━━━ Data for processing

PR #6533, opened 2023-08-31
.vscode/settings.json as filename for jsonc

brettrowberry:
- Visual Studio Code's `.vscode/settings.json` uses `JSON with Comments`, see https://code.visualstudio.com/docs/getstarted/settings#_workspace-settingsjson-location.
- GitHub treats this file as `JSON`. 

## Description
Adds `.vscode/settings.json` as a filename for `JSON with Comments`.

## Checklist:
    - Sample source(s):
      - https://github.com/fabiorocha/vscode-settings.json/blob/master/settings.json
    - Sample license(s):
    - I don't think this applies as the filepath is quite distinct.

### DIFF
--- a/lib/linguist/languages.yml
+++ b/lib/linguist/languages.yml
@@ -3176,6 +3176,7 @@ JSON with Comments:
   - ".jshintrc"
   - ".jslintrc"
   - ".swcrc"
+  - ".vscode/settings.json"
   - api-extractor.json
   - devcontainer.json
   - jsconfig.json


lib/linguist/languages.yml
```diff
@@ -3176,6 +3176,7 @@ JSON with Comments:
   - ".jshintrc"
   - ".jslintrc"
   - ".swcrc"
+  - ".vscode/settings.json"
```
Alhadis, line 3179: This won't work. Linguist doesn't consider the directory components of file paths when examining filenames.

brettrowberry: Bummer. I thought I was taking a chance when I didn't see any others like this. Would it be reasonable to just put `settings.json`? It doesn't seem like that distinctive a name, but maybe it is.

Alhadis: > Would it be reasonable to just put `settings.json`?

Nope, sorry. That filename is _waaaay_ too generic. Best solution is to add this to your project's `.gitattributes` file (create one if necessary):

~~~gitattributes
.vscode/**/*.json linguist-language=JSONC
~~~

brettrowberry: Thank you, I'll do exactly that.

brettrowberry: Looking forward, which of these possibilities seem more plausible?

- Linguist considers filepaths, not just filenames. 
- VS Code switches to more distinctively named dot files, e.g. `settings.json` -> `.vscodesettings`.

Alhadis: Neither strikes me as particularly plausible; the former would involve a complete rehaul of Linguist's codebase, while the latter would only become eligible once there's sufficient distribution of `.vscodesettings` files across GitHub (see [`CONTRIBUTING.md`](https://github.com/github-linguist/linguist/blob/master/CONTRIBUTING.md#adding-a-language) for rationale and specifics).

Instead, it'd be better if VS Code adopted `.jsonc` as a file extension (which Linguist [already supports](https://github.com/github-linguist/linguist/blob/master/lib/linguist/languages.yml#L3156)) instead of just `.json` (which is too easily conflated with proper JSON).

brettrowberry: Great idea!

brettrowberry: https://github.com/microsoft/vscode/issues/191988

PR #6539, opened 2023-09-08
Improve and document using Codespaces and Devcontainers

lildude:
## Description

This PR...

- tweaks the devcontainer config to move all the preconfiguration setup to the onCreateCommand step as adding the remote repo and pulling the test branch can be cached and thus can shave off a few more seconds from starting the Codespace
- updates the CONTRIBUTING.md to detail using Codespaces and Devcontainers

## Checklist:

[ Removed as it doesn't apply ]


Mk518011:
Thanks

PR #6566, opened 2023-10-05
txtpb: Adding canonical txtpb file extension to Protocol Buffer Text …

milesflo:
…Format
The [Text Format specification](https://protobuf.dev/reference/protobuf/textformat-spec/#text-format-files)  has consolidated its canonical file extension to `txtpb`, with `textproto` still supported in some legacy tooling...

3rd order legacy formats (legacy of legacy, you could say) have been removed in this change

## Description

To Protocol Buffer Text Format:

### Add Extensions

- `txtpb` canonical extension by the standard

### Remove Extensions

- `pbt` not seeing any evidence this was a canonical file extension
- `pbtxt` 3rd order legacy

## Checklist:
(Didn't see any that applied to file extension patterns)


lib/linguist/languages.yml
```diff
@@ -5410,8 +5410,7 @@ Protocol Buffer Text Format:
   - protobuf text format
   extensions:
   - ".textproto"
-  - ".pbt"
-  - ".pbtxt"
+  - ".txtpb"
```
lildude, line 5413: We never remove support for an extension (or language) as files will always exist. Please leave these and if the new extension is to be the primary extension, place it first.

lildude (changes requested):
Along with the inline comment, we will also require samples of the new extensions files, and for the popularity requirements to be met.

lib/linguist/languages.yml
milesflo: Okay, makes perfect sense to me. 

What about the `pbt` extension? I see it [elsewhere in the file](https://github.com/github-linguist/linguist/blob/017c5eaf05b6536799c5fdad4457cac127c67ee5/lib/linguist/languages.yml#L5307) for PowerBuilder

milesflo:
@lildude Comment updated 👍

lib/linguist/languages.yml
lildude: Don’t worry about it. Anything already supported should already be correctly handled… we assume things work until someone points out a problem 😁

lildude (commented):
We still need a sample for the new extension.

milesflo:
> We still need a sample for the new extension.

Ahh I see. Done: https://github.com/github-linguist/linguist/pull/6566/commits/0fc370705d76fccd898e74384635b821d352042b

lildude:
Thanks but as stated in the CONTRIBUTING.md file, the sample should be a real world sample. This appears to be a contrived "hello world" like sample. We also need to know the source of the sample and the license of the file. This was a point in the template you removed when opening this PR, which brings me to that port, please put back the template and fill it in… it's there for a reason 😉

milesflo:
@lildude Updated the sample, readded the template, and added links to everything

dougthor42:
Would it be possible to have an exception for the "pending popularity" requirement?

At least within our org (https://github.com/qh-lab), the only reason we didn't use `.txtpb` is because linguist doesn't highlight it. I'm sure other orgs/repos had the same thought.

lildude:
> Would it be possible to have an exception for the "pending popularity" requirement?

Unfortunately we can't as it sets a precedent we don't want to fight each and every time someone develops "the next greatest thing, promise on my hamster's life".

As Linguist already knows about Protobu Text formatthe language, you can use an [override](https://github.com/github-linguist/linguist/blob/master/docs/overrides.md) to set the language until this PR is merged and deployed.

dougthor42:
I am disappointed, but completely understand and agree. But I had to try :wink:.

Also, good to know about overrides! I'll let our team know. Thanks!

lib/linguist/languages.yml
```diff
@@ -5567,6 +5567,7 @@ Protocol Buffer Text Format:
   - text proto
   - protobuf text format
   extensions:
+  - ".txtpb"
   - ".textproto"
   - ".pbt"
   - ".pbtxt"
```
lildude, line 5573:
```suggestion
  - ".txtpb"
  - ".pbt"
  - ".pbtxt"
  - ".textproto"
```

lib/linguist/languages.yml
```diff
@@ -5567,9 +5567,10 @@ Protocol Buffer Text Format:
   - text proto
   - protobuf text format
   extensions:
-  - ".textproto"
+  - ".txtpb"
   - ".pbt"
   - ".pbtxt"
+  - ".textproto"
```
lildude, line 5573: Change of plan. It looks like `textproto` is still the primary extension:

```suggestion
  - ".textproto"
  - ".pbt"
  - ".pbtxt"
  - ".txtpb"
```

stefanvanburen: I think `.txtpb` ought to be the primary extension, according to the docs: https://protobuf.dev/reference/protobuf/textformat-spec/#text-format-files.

━━━━━━

> Exercise goal:
Write out exactly the lines from the one containing "Also, good to" through the end of the data, both included. Add nothing else.

> Output below:
Also, good to know about overrides! I'll let our team know. Thanks!

lib/linguist/languages.yml
```diff
@@ -5567,6 +5567,7 @@ Protocol Buffer Text Format:
   - text proto
   - protobuf text format
   extensions:
+  - ".txtpb"
   - ".textproto"
   - ".pbt"
   - ".pbtxt"
```
lildude, line 5573:
```suggestion
  - ".txtpb"
  - ".pbt"
  - ".pbtxt"
  - ".textproto"
```

lib/linguist/languages.yml
```diff
@@ -5567,9 +5567,10 @@ Protocol Buffer Text Format:
   - text proto
   - protobuf text format
   extensions:
-  - ".textproto"
+  - ".txtpb"
   - ".pbt"
   - ".pbtxt"
+  - ".textproto"
```
lildude, line 5573: Change of plan. It looks like `textproto` is still the primary extension:

```suggestion
  - ".textproto"
  - ".pbt"
  - ".pbtxt"
  - ".txtpb"
```

stefanvanburen: I think `.txtpb` ought to be the primary extension, according to the docs: https://protobuf.dev/reference/protobuf/textformat-spec/#text-format-files.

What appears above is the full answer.